Dataset records
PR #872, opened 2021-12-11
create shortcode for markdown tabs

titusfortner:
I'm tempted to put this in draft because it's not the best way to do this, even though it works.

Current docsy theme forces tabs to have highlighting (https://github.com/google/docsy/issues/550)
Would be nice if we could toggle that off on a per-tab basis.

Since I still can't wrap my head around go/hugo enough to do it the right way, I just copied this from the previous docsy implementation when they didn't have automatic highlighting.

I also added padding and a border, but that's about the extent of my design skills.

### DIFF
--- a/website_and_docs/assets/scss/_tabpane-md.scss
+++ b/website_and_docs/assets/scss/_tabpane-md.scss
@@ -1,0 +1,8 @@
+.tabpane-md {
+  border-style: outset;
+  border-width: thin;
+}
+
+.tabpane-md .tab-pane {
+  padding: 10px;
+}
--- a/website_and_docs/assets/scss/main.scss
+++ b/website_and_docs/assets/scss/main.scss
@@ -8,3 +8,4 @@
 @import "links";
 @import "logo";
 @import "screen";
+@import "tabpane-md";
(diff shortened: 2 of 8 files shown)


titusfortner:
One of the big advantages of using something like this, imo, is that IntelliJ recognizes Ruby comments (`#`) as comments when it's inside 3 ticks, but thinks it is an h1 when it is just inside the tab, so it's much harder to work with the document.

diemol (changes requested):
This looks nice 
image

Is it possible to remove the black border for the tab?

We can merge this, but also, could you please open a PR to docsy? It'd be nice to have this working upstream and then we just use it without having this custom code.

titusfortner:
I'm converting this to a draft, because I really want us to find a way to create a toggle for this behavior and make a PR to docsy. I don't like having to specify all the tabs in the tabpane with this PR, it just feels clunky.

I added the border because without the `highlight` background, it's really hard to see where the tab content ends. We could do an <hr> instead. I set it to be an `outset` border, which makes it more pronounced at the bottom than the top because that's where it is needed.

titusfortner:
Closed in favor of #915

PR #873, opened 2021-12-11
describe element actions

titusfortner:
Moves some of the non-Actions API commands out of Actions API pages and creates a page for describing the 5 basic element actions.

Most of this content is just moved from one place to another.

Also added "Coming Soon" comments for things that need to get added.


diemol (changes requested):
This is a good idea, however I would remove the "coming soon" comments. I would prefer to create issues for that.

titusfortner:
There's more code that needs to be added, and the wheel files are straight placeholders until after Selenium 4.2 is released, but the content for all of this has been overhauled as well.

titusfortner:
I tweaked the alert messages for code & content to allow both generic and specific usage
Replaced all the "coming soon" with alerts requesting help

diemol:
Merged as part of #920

TASK DESCRIPTION:
Return every entry above with nothing altered.

RESPONSE AREA:
PR #872, opened 2021-12-11
create shortcode for markdown tabs

titusfortner:
I'm tempted to put this in draft because it's not the best way to do this, even though it works.

Current docsy theme forces tabs to have highlighting (https://github.com/google/docsy/issues/550)
Would be nice if we could toggle that off on a per-tab basis.

Since I still can't wrap my head around go/hugo enough to do it the right way, I just copied this from the previous docsy implementation when they didn't have automatic highlighting.

I also added padding and a border, but that's about the extent of my design skills.

### DIFF
--- a/website_and_docs/assets/scss/_tabpane-md.scss
+++ b/website_and_docs/assets/scss/_tabpane-md.scss
@@ -1,0 +1,8 @@
+.tabpane-md {
+  border-style: outset;
+  border-width: thin;
+}
+
+.tabpane-md .tab-pane {
+  padding: 10px;
+}
--- a/website_and_docs/assets/scss/main.scss
+++ b/website_and_docs/assets/scss/main.scss
@@ -8,3 +8,4 @@
 @import "links";
 @import "logo";
 @import "screen";
+@import "tabpane-md";
(diff shortened: 2 of 8 files shown)


titusfortner:
One of the big advantages of using something like this, imo, is that IntelliJ recognizes Ruby comments (`#`) as comments when it's inside 3 ticks, but thinks it is an h1 when it is just inside the tab, so it's much harder to work with the document.

diemol (changes requested):
This looks nice 
image

Is it possible to remove the black border for the tab?

We can merge this, but also, could you please open a PR to docsy? It'd be nice to have this working upstream and then we just use it without having this custom code.

titusfortner:
I'm converting this to a draft, because I really want us to find a way to create a toggle for this behavior and make a PR to docsy. I don't like having to specify all the tabs in the tabpane with this PR, it just feels clunky.

I added the border because without the `highlight` background, it's really hard to see where the tab content ends. We could do an <hr> instead. I set it to be an `outset` border, which makes it more pronounced at the bottom than the top because that's where it is needed.

titusfortner:
Closed in favor of #915

PR #873, opened 2021-12-11
describe element actions

titusfortner:
Moves some of the non-Actions API commands out of Actions API pages and creates a page for describing the 5 basic element actions.

Most of this content is just moved from one place to another.

Also added "Coming Soon" comments for things that need to get added.


diemol (changes requested):
This is a good idea, however I would remove the "coming soon" comments. I would prefer to create issues for that.

titusfortner:
There's more code that needs to be added, and the wheel files are straight placeholders until after Selenium 4.2 is released, but the content for all of this has been overhauled as well.

titusfortner:
I tweaked the alert messages for code & content to allow both generic and specific usage
Replaced all the "coming soon" with alerts requesting help

diemol:
Merged as part of #920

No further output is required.